The relationship between serum sodium and intracranial pressure when using hypertonic saline to target mild hypernatremia in patients with head trauma
1 Department of Pharmacy Practice, Auburn University Harrison School of Pharmacy, 1321 Walker Building, Auburn, AL 36849, USA
2 Department of Clinical Pharmacy, University of Tennessee Health Science Center, 881 Madison Avenue, Memphis, TN 38163, USA
3 Department of Surgery, University of Tennessee Health Science Center, 910 Madison Avenue, Memphis, TN 38163, USA
4 Department of Neurosurgery, University of Tennessee Health Science Center, 427 Johnson Building, Memphis, TN 38163, USA
Critical Care 2012, 16:R193 doi:10.1186/cc11678Published: 15 October 2012
Limited data suggest mild hypernatremia may be related to lower intracranial pressure (ICP) in patients with traumatic brain injury (TBI). The practice at the study center has been to use hypertonic saline (HTS) to generate a targeted serum sodium of 145 to 155 mEq/l in patients with TBI. The purpose of this study was to determine the relationship between serum sodium values and ICP, and to evaluate the acute effect of HTS on ICP.
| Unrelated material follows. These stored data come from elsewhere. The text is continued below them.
PR #2127, opened 2016-11-17
Add quotation support

Mishiranu:
Quotation icon displayed as system "paste" icon. I think making a separate icon isn't necessary because this icon is displayed only on Android 5.1 and lower.

Line transforms to quote when is starts with > or » characters.


iNPUTmice:
Hi,

thank you for this PR. Two small remarks for now (I haven't actually run the code just briefly looked through it)

* I would prefer if we didn't get the past icon with reflection but just bring our own drawable. The few extra KB won't matter and it's just a little safer. The old holo icons in case you are unable to find them elsewhere: http://gultsch.de/files/holo.tar
* I think the quote would like a little nicer if the green was the green from the background of the bubble and not the Conversations green. Its might be a little easier to read as it is more saturated.

Mishiranu:
OK, I can find icon, but I also need this icon for 5.x. As far as I understand, you use a Ruby script to convert SVG icons. Should I use it too?

Yes, now I the difference between colors. I'll fix it.

iNPUTmice:
>OK, I can find icon, but I also need this icon for 5.x.

Oh I missed this. I somehow thought we only need the icon for 4.x. But well; including two icons doesn't change my point I guess

>  As far as I understand, you use a Ruby script to convert SVG icons. Should I use it too?

No we only use this when we need the icons to be in some special color or something. For the normal holo and material action bar icons we just use the official holo and material icons. Material icons in rendered png form can be found here: https://material.io/icons/ or rather in the github repository that is linked from that page.

iNPUTmice:
Hi,

sorry github doesn't notify if a user pushes more commits into a PR thus I didn't notice that you made the changes I suggested. Anyway thanks I merged it locally and are testing this right now.

Mishiranu:
> sorry github doesn't notify if a user pushes more commits into a PR thus I didn't notice that you made the changes I suggested

Oh, I thought it does, so I decided to not notify twice.

iNPUTmice:
Thanks you. Merged.

The preview of the message in the conversation overview somehow bothers me a little bit. The message 
```
> How are you
I'm fine
```
is turned into ```> How are you I'm fine``` in the preview which looks kinda weird. Could you turn this into
*How are you* I'm fine
instead where the quoted path is maybe lighter text (indicated in this example as italic.) Or maybe you have another idea on how to handle this. Just somehow give some indication that this is quoted text but still fit it in one line.

iNPUTmice:
Another possibility (especially for notifications which we also should deal with) would be to not display the quoted text at all. In any case I'm guessing you are actually using this feature so you might have some ideas on what information you might want to read in the notification and the conversation overview.

Mishiranu:
> Another possibility (especially for notifications which we also should deal with) would be to not display the quoted text at all

I think it's a good idea, I'll try this later. But what if message contains only quotes?

Also I think concatenation of lines in message preview is a bad idea. I know, this is how `setSingleLine` works, but it would be better if text was handled manually before displaying in preview. For example, display only first line or concatenate only lines which ends with punctuation characters (e. g. transform `test1.\ntest2.` to `test1. test2.`, but `test1\n\ntest2` transform to `test1` only).

iNPUTmice:
>> Another possibility (especially for notifications which we also should deal with) would be to not display the quoted text at all

> I think it's a good idea, I'll try this later. But what if message contains only quotes?

I guess we could just make an exception.

> Also I think concatenation of lines in message preview is a bad idea. I know, this is how setSingleLine works, but it would be better if text was handled manually before displaying in preview. For example, display only first line or concatenate only lines which ends with punctuation characters (e. g. transform test1.\ntest2. to test1. test2., but test1\n\ntest2 transform to test1 only).

Sounds good to me. I haven't put too much thought into all this but I'm under the impression that you are able to think things through so I'm going to give you some slack on this and let you come up with something yourself.

iNPUTmice:
Hi @Mishiranu are you still interested in doing another PR for the changes we talked about? I was thinking about getting 1.15.1 with quotation support released in the next couple of days.

Mishiranu:
Yes, I am. But I don't have time for this now. Later, OK?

A retrospective review of patients who were admitted to the trauma ICU for TBI, had an ICP monitor placed, and received at least one dose of HTS between January 2006 and March 2011 was performed. Data were collected for up to 120 hours after ICP monitor placement. The primary outcome was the relationship between serum sodium and maximum ICP. Secondary outcomes were the relationship between serum sodium and the mean number of daily interventions for ICP control, and the acute effect of HTS on ICP during the 6 hours after each dose. Linear regression was used to analyze the primary outcome. Analysis of variance on ranks and repeated measures analysis of variance were used to evaluate the number of interventions and the acute effect of HTS on ICP, respectively.
Eighty-one patients were enrolled with mean ± standard deviation age of 36 ± 15 years and median Glasgow Coma Scale score of 7 (interquartile range, 4 to 7). A total of 1,230 serum sodium values (range, 118 to174 mEq/l) and 7,483 ICP values (range, 0 to 159 mmHg) were collected. There was no correlation between serum sodium and maximum ICP (R2 = 0.0052). The overall mean ± standard deviation number of interventions for elevated ICP per day was 4.2 ± 2.9, 2.9 ± 2.0, and 2.6 ± 2.3 for patients with a mean serum sodium of < 145, 145 to 155, and > 155 mEq/l, respectively (P < 0.001). Regarding the acute effect of HTS on ICP, there was no statistical difference in mean ICP compared with baseline during hours 1 through 6 following HTS doses (baseline, 13.7 ± 8.4 mmHg; hour 1, 13.6 ± 8.3 mmHg; hour 2, 13.5 ± 8.8 mmHg; hour 3, 13.3 ± 8.7 mmHg; hour 4, 13.4 ± 8.7 mmHg; hour 5, 13.4 ± 8.3 mmHg; hour 6, 13.5 ± 8.3 mmHg; P = 0.84).
Serum sodium concentrations did not correlate with ICP values. These results warrant further evaluation and possible reassessment of sodium goals for ICP management in patients with TBI.